Tuesday, May 18, 2004
Duke Energy kills Wythe County project
Natural gas costs have gone up since the facility was planned, and electricity has become more readily available.
Duke Public Affairs Director Kate Perez confirmed Monday that the company has pulled the plug on the project. "It is completely gone," she said.
The project had been hotly debated since Duke officials announced it more than three years ago, partly because of its location next to New River Trail State Park headquarters in the Foster Falls area.
The plant project also was controversial because it was going to draw water from an abandoned mine in Austinville to cool its turbines.
That water contains lead, cadmium and zinc, said Jeffrey Scott, executive director of the National Committee for the New River, one of several organizations opposing the project.
Scott said those contaminants could have been spread over the region in steam from the plant, though the Virginia Department of Environmental Quality issued an air permit for the Duke project earlier this year.
Perez said the proposed 620-megawatt plant had been a solid project when Duke officials announced it early in 2001, but the market for electricity has changed and so has Duke.
"We've been working on our overall corporate strategy for the last several months," Perez said. "We have some new management teams in place. ... We're dealing with some industry challenges that are just unprecedented."
The plant was to have used natural gas to heat water, generating steam to power an electricity-producing turbine. But natural gas costs have gone up since the facility was planned, and electricity has become more readily available to buyers.
Earlier this year, Duke announced an agreement to sell all eight of its power-generating plants in the Southeastern United States to KGen Partners LLC, owned by MatlinPatterson Global Opportunities Partners II, for $475 million. The two plants in Georgia, four in Mississippi and one each in Arkansas and Kentucky are powered by natural gas and have a combined total of more than 5,300 megawatts of capacity.
Perez said Duke took a loss on the sale, which is expected to be approved by regulatory agencies later this year, but the move is part of an overall strategy for a smaller and more focused merchant energy business.
The company is getting out of that business in the Southwest and concentrating on its other plants in the North, Midwest and West, she said, reducing its overall electricity generation by a third.
"It's just not a wise decision for us to build a plant in Virginia," Perez said, given all those changes.
Scott said the National Committee for the New River, which has had representatives testifying at all the public hearings on the plant, got a fax from attorneys for Duke saying the plant would not be built.
More than a dozen organizations like the New River group had a gathering at Foster Falls on May 8 and expressed concerns about the plant being next to the popular state park. The Virginia State Corporation Commission also had expressed concerns about that, and the use of the water from the abandoned mine.
"It just didn't make sense. So that captured their attention," Scott said.
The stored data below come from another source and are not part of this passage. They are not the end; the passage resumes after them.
PR #4743, opened 2024-09-08
fix results map async results load

bakeiro:
**Backend checklist**
- [ ] All tests pass

**Web frontend checklist**
- [ ] All tests pass

### DIFF
--- a/app/web/features/search/MapWrapper.tsx
+++ b/app/web/features/search/MapWrapper.tsx
@@ -56,8 +56,8 @@ const useStyles = makeStyles((theme) => ({
 
 interface mapWrapperProps {
   selectedResult:
-  | Pick<User.AsObject, "username" | "userId" | "lng" | "lat">
-  | undefined;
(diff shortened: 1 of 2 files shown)


app/web/features/search/MapWrapper.tsx
```diff
@@ -56,8 +56,8 @@ const useStyles = makeStyles((theme) => ({
 
 interface mapWrapperProps {
   selectedResult:
-  | Pick<User.AsObject, "username" | "userId" | "lng" | "lat">
-  | undefined;
+    | Pick<User.AsObject, "username" | "userId" | "lng" | "lat">
+    | undefined;
```
nabramow, line 60: Will the `selectedResult` be possibly totally undefined or just an empty object? Or are some of the object keys undefined?

aapeliv (approved):
LGTM

app/web/features/search/MapWrapper.tsx
bakeiro: hmm yap it's undefined by default, until a user selects a result :)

SCC Hearing Examiner Michael Thomas last year made a finding that the project was contrary to the public interest. Because there has not been a situation in Virginia where a company used water from an abandoned mine, he said, there are no federal or state agencies that would monitor or regulate it. And the plant's location next to the state park would be like dropping the lights and noise from the movie spaceship in "Close Encounters of the Third Kind" next to the recreation area, he wrote in his opinion.
Opposition from the various citizen groups may have helped delay the project long enough for the economic forces to get it called off, Scott said.
"The citizens of Wythe County came together and got organized," he said. "I think there were a lot of lessons learned."
The Wythe County Board of Supervisors and the Joint Industrial Development Authority of Wythe County, Wytheville and Rural Retreat supported the project, because of the potential revenue. So Duke's abandoning the project was not good news to them.
"We're not totally surprised, given the current status of the merchant power market out there," Alan Hawthorne, executive director of the Joint IDA, said Monday. "They're divesting themselves of that activity. They were one of the lead players a few years ago when the project was first proposed."